That makes sense. I appreciate bands that lean on vocal dynamics, but I also really appreciate instrumental music. I’ve felt more emotionally attached to Hammock songs than a lot of other stuff. We’re always asking how we can tell a story through a different lens–and it’s fun to try new stuff. I love when bands progress and you see the same voice and story through a different set of limitations. It paints the picture in a different way and it’s familiar but it’s always so interesting. For Heal My Head there were times when we thought, “Let’s pull back and have the piano or production convey that sense of bigness–or smallness.” That’s not an original idea, obviously, but I loved trying that.
You did a lot of the production on this yourself, right?
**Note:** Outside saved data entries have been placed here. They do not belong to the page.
PR #1560, opened 2019-08-04
PP-5407 Derive intermediate ready state for transition

kbottla:
## WHAT YOU DID
- HistoricalEventEmitter uses ChargeEvents ordering to derive state transition events. But PaymentGatewayStateTransitions for ongoing operations differs as transitions are based on `READY` state.
- HistoricalEventEmitter now derives intermediate `READY` state (if a transition is not available) between two statuses and uses derived intermediate state to offer state transition event

### DIFF
--- a/src/main/java/uk/gov/pay/connector/common/model/domain/PaymentGatewayStateTransitions.java
+++ b/src/main/java/uk/gov/pay/connector/common/model/domain/PaymentGatewayStateTransitions.java
@@ -5,6 +5,8 @@ import com.google.common.graph.MutableValueGraph;
 import com.google.common.graph.ValueGraphBuilder;
 import org.apache.commons.lang3.tuple.Triple;
 import uk.gov.pay.connector.charge.model.domain.ChargeStatus;
+import uk.gov.pay.connector.events.model.Event;
+import uk.gov.pay.connector.events.model.UnspecifiedEvent;
 import uk.gov.pay.connector.events.model.charge.AuthorisationCancelled;
 import uk.gov.pay.connector.events.model.charge.AuthorisationRejected;
 import uk.gov.pay.connector.events.model.charge.AuthorisationSucceeded;
@@ -21,7 +23,6 @@ import uk.gov.pay.connector.events.model.charge.CaptureAbandonedAfterTooManyRetr
 import uk.gov.pay.connector.events.model.charge.CaptureConfirmed;
 import uk.gov.pay.connector.events.model.charge.CaptureErrored;
 import uk.gov.pay.connector.events.model.charge.CaptureSubmitted;
-import uk.gov.pay.connector.events.model.Event;
 import uk.gov.pay.connector.events.model.charge.GatewayErrorDuringAuthorisation;
 import uk.gov.pay.connector.events.model.charge.GatewayRequires3dsAuthorisation;
 import uk.gov.pay.connector.events.model.charge.GatewayTimeoutDuringAuthorisation;
@@ -30,7 +31,6 @@ import uk.gov.pay.connector.events.model.charge.PaymentExpired;
 import uk.gov.pay.connector.events.model.charge.PaymentStarted;
 import uk.gov.pay.connector.events.model.charge.ServiceApprovedForCapture;
 import uk.gov.pay.connector.events.model.charge.UnexpectedGatewayErrorDuringAuthorisation;
-import uk.gov.pay.connector.events.model.UnspecifiedEvent;
 import uk.gov.pay.connector.events.model.charge.UserApprovedForCapture;
 import uk.gov.pay.connector.events.model.charge.UserApprovedForCaptureAwaitingServiceApproval;
 
@@ -190,7 +190,7 @@ public class PaymentGatewayStateTransitions {
     }
 
     public <T extends Event> Optional<Class<T>> getEventForTransition(ChargeStatus fromStatus, ChargeStatus toStatus) {
-        return graph.edgeValue(fromStatus , toStatus)
+        return graph.edgeValue(fromStatus, toStatus)
                 .map(modelledEvent -> {
                     try {
                         ModelledTypedEvent<T> modelledTypedEvent = (ModelledTypedEvent) modelledEvent;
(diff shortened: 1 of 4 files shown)


src/test/java/uk/gov/pay/connector/tasks/HistoricalEventEmitterWorkerTest.java
```diff
@@ -178,7 +179,41 @@ public void executeShouldEmitManualEventsWithTerminalAuthenticationState() throw
...
+        worker.execute(1L, OptionalLong.empty());
+
+        ArgumentCaptor<StateTransition> argument = ArgumentCaptor.forClass(StateTransition.class);
+        verify(stateTransitionQueue, times(1)).offer(argument.capture());
+
+        assertThat(argument.getAllValues().get(0).getStateTransitionEventClass(), is(AuthorisationSucceeded.class));
+
+        ArgumentCaptor<Event> daoArgumentCaptor = ArgumentCaptor.forClass(Event.class);
+        verify(emittedEventDao, times(2)).recordEmission(daoArgumentCaptor.capture()); // 2 times due to paymentDetailsEnteredEvent
+        assertThat(daoArgumentCaptor.getAllValues().get(0).getEventType(), is("AUTHORISATION_SUCCEEDED"));
```
sfount, line 230: 🎉

src/main/java/uk/gov/pay/connector/common/model/domain/PaymentGatewayStateTransitions.java
```diff
@@ -205,6 +205,24 @@ public static boolean isValidTransition(ChargeStatus state, ChargeStatus targetS
         return getInstance().isValidTransitionImpl(state, targetState, event);
     }
 
+    public Optional<ChargeStatus> getIntermediateChargeStatus(ChargeStatus fromStatus, ChargeStatus toStatus) {
```
sfount, line 208: Unsure about adding this method to the this class just for the purpose of backfilling, I wonder if it could be moved to some utility of the history event emitter?

src/main/java/uk/gov/pay/connector/tasks/HistoricalEventEmitterWorker.java
```diff
@@ -125,13 +138,38 @@ private void processChargeStateTransitionEvents(long currentId, List<ChargeEvent
...
+    private Optional<Class<Event>> getEventForTransition(ChargeStatus fromChargeStatus,
+                                                         ChargeEventEntity chargeEventEntity) {
+        Optional<Class<Event>> eventForTransition = paymentGatewayStateTransitions
+                .getEventForTransition(fromChargeStatus, chargeEventEntity.getStatus());
+
+        if (eventForTransition.isEmpty()) {
+            Optional<ChargeStatus> intermediateChargeStatus = paymentGatewayStateTransitions
+                    .getIntermediateChargeStatus(fromChargeStatus, chargeEventEntity.getStatus());
+
+            if (intermediateChargeStatus.isPresent() && INTEMEDIATE_READY_STATES.contains(intermediateChargeStatus.get())) {
```
sfount: Could it make sense to put this at the top of the method as these are the only cases where an intermediate state would exist? It might simplify this method a lot, something like: 

```java
ChargeStatus currentEventStatus = chargeEventEntity.getStatus();
if (INTERMEDIATE_READY_STATES.contains(currentEventStatus)) { 

  return paymentGatewayStateTransitions.getIntermediateChargeStatus(fromChargeStatus, chargeEventStatus)
    .map(intermediate -> paymentGatewayStateTransitions.getEventForTransition(intermediate.get(), currentEventStatus);
} else {

  return paymentGatewayStateTransitions.getEventForTransition(fromChargeStatus, currentEventStatus);
}
```

kbottla: `chargeEventEntity` status will never one of the READY states.
My thought was to
 - get payment transition from previous charge event status to the current
 - If no transition is available, get available intermediate state (could also be other than ready state depending on from and to statuses)
 - if it is one of the READY states, get payment transition using ready state
 - if available, process with READY state

sfount: Ah you're right! Somehow missed that, this might be simpler with `map` `orElse` but this is readable and does what you've described.

src/main/java/uk/gov/pay/connector/common/model/domain/PaymentGatewayStateTransitions.java
kbottla: As discussed, this is ideal place as splitting out will keep the logic at different places. It is mostly generic but the focus is more on locking states for now.

src/test/java/uk/gov/pay/connector/common/model/domain/PaymentGatewayStateTransitionsTest.java
```diff
@@ -71,4 +98,54 @@ public void getEventTransitionFor_returnsEmptyForUnmodelledEvent() {
...
+                new Object[]{SYSTEM_CANCEL_READY, AUTHORISATION_SUCCESS, SYSTEM_CANCELLED},
+                new Object[]{SYSTEM_CANCEL_READY, AUTHORISATION_SUCCESS, SYSTEM_CANCEL_ERROR},
+                new Object[]{SYSTEM_CANCEL_READY, AWAITING_CAPTURE_REQUEST, SYSTEM_CANCEL_SUBMITTED},
+                new Object[]{SYSTEM_CANCEL_READY, AWAITING_CAPTURE_REQUEST, SYSTEM_CANCELLED},
+                new Object[]{SYSTEM_CANCEL_READY, AWAITING_CAPTURE_REQUEST, SYSTEM_CANCEL_ERROR},
+        };
+    }
+
+    @Test
+    @Parameters(method = "intermediateStatesForTransitions")
```
sfount, line 144: Didn't fully appreciate what this test was doing before, nice!

sfount (approved):
Great work! Looks like a good solution to this problem. Potentially could move the more tightly coupled intermediate code out of the graph in the future but for now it should do the job well 👍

Yeah, Kevin Billingslea, who was the producer and engineer on Everyone I’ve Ever Loved, we worked with him again–he’s great. I did Scenery on my own, and it was fun, but I definitely didn’t wanna do that for a whole record. [laughs] Still, with all I learned about production during the pandemic, it felt cool to have a balance of both. The way we’re saying it is that we both co-produced, co-engineered, and co-mixed the record. With the demos, a lot the stuff in there for “Miracle,” “Heal My Head,” a lot of what was done there made it onto the record. I did all the demo stuff myself. We rented a studio in Maine and did drums, bass, a lot of the rhythm guitars and leads, then rented a studio for a week and a half in Boston and did a lot of the keys, auxiliary lead guitar stuff, background vocals, shakers, weird feedback and production stuff–there’s an anxiety to renting an expensive studio and wanting to, like, fuck around with pedals for hours to get this specific sound. But with this record, we had time in this other studio to fuck around and do cool shit. [laughs] Then I did a bunch of stuff in my home studio. It was a good balance of trying stuff out DIY-style and commitment. It was a lot of us in the studio fucking around trying to figure out a guitar sound for six hours. [laughs] It was a lot of fun.
Which song changed the most from the way you originally had it in your head?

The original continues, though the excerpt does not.